■ **WHAT THE EXERCISE ASKS**: Print the records below word for word, beginning with the first line and ending once the line containing "record in batch]" is printed.

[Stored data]
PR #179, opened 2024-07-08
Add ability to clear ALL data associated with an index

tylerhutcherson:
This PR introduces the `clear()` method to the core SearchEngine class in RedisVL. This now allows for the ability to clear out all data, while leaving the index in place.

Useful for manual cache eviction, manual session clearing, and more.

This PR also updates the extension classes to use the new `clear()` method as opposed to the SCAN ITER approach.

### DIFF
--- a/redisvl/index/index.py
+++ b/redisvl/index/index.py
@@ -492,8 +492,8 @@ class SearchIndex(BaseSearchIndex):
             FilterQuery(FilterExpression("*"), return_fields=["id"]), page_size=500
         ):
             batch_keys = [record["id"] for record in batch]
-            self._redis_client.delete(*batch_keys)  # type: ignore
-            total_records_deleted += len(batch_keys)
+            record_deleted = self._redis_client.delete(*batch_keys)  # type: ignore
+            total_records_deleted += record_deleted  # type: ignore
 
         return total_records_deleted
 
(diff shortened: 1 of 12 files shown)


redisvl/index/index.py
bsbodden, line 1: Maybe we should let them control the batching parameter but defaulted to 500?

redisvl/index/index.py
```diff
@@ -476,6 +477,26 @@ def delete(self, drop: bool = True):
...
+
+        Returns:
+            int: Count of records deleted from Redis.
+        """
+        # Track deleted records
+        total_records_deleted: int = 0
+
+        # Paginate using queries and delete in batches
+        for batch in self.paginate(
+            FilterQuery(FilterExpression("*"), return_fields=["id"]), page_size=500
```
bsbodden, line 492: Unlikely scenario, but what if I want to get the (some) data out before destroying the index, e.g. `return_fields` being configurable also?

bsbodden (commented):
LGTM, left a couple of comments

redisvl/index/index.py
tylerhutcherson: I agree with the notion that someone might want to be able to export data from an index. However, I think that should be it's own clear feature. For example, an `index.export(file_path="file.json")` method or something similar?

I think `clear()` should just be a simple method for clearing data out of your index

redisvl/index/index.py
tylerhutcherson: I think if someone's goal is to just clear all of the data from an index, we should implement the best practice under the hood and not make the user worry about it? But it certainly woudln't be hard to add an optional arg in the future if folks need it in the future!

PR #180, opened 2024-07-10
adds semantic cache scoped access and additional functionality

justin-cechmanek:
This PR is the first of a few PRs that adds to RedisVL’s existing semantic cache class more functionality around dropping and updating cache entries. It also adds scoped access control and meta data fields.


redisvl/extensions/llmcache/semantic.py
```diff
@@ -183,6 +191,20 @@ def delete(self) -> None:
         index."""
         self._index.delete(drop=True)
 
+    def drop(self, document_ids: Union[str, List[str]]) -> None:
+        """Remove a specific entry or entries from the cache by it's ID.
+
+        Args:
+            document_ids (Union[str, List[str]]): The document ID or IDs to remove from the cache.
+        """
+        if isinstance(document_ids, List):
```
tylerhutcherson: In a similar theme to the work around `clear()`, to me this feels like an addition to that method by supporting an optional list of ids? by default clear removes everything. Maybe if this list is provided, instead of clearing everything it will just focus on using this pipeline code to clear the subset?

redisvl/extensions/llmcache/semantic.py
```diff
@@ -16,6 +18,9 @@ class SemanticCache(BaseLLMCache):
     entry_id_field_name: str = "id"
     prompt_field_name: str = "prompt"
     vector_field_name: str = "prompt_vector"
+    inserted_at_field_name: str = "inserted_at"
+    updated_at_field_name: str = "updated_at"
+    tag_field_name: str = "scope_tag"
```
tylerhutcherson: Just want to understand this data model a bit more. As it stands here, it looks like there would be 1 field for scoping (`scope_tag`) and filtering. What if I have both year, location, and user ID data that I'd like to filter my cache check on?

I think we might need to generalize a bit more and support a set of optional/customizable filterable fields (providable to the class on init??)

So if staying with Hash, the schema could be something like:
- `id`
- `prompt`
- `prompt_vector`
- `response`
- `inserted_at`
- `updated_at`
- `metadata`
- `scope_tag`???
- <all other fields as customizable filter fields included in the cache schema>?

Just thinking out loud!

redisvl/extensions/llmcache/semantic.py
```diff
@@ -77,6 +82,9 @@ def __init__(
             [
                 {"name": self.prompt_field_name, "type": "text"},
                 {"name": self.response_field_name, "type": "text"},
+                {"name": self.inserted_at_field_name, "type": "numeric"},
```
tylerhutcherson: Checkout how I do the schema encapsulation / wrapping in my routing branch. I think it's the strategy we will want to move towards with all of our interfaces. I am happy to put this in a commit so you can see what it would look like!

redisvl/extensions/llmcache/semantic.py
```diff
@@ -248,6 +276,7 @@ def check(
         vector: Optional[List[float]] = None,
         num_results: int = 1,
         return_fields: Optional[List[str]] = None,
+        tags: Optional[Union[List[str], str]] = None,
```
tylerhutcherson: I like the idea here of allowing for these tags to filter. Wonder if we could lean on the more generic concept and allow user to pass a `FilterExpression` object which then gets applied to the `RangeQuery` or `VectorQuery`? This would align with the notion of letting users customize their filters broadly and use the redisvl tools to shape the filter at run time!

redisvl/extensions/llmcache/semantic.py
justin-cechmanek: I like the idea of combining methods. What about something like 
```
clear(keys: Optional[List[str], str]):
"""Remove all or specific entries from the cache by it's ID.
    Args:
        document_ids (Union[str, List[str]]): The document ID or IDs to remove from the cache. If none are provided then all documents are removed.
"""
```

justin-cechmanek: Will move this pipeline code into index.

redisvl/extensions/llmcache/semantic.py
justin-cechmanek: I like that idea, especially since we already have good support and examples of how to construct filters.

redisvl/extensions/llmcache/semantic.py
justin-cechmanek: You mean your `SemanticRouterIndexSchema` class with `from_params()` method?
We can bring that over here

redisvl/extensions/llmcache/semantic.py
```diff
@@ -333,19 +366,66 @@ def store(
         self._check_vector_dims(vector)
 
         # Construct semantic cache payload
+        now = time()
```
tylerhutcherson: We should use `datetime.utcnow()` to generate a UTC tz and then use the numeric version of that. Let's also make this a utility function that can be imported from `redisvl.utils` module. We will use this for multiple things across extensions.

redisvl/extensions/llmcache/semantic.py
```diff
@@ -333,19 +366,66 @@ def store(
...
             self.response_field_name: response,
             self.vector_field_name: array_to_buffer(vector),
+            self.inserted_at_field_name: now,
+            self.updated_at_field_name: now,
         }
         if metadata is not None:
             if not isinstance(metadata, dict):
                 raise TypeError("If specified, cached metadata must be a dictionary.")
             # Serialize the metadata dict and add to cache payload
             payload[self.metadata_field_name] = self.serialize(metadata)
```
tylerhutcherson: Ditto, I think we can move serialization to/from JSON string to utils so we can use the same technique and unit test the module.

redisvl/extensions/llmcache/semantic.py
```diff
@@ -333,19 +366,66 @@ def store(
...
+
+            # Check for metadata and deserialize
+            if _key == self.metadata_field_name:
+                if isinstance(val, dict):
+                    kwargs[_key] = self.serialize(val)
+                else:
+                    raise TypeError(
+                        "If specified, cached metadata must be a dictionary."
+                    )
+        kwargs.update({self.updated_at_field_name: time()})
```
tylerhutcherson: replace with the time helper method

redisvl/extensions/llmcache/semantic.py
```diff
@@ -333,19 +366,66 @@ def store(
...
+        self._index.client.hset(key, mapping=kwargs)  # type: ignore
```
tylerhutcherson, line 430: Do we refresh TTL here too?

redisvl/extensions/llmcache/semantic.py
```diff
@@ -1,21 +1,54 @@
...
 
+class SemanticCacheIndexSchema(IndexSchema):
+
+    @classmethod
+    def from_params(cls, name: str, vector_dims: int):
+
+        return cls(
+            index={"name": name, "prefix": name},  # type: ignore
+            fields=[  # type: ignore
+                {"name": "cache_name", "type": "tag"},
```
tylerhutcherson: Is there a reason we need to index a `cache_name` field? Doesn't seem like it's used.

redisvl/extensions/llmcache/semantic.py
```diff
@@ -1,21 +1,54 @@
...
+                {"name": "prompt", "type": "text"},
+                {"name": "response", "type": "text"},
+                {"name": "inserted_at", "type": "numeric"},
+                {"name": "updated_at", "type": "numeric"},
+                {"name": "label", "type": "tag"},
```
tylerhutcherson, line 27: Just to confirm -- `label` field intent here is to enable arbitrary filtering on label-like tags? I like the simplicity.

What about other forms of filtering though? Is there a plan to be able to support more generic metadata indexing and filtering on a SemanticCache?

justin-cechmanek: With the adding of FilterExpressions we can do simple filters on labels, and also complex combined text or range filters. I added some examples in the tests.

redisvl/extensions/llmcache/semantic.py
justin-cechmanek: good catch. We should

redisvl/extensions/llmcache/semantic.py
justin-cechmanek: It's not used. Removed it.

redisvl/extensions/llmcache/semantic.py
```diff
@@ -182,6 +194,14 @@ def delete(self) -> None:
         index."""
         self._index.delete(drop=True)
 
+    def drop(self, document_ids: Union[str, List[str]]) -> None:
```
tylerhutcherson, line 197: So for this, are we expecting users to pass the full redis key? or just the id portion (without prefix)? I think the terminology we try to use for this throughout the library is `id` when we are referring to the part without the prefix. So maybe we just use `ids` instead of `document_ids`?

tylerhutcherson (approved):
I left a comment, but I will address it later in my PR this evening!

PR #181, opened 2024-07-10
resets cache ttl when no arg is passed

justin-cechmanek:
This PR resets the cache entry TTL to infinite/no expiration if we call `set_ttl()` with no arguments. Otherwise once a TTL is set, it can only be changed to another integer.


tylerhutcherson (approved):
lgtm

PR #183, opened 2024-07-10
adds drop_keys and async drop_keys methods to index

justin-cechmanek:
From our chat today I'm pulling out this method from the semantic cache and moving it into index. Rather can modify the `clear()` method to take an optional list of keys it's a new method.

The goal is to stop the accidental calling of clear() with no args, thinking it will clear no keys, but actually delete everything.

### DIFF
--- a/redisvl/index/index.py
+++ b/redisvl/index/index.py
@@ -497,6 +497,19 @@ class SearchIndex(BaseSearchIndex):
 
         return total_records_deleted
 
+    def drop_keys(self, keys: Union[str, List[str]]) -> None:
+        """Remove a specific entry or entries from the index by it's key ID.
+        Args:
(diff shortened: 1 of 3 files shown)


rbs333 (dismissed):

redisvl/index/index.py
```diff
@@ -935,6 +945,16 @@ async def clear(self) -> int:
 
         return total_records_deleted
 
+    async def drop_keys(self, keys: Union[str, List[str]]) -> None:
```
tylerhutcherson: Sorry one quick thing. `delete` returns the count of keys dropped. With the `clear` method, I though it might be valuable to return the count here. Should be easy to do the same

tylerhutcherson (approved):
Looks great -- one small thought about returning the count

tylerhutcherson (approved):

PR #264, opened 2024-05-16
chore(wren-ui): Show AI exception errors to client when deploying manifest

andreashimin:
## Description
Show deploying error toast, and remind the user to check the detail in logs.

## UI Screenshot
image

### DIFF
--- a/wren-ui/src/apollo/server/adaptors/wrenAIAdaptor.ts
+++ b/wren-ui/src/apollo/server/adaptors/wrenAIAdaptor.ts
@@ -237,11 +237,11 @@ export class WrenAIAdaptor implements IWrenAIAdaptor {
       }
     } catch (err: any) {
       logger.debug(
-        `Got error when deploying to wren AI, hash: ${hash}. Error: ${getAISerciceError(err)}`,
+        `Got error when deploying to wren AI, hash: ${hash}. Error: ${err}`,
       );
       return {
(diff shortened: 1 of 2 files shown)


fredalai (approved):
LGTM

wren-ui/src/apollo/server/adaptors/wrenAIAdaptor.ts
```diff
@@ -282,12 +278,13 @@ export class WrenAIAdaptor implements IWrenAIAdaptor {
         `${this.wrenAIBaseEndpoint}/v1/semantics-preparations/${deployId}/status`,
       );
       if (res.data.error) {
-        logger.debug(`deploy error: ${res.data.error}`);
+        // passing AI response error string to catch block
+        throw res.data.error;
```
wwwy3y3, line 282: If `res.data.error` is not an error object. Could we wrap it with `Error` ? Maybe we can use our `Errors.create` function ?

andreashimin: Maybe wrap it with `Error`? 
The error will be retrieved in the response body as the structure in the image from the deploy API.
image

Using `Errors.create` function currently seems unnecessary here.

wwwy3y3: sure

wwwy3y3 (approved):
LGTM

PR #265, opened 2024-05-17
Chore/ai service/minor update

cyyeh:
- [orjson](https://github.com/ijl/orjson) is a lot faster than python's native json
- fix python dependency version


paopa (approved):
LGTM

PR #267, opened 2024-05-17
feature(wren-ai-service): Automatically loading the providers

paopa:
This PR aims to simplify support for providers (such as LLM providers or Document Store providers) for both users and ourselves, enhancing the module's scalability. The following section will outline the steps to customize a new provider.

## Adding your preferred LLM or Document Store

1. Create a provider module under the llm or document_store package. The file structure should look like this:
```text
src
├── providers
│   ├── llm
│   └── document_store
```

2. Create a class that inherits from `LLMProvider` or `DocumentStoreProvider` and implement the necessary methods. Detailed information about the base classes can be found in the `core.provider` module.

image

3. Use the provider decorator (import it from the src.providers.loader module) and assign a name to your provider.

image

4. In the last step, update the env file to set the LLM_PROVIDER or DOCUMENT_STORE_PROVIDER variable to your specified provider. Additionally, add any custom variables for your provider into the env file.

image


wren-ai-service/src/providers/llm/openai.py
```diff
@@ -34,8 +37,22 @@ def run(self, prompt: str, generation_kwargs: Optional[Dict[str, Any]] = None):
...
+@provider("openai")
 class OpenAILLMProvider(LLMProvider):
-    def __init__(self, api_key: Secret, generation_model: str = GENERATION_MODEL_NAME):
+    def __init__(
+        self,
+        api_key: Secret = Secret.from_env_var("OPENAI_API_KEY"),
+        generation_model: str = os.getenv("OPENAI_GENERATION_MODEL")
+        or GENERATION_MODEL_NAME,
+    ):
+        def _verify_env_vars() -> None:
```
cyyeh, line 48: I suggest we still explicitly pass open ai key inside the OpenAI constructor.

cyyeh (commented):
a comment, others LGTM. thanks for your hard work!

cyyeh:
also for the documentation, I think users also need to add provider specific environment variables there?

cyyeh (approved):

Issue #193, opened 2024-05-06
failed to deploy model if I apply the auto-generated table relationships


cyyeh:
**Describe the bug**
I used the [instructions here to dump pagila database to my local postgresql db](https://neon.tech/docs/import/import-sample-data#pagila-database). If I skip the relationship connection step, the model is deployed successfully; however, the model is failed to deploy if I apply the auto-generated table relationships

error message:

■ **SOLUTION TO THE PROBLEM**:
PR #179, opened 2024-07-08
Add ability to clear ALL data associated with an index

tylerhutcherson:
This PR introduces the `clear()` method to the core SearchEngine class in RedisVL. This now allows for the ability to clear out all data, while leaving the index in place.

Useful for manual cache eviction, manual session clearing, and more.

This PR also updates the extension classes to use the new `clear()` method as opposed to the SCAN ITER approach.

### DIFF
--- a/redisvl/index/index.py
+++ b/redisvl/index/index.py
@@ -492,8 +492,8 @@ class SearchIndex(BaseSearchIndex):
             FilterQuery(FilterExpression("*"), return_fields=["id"]), page_size=500
         ):
             batch_keys = [record["id"] for record in batch]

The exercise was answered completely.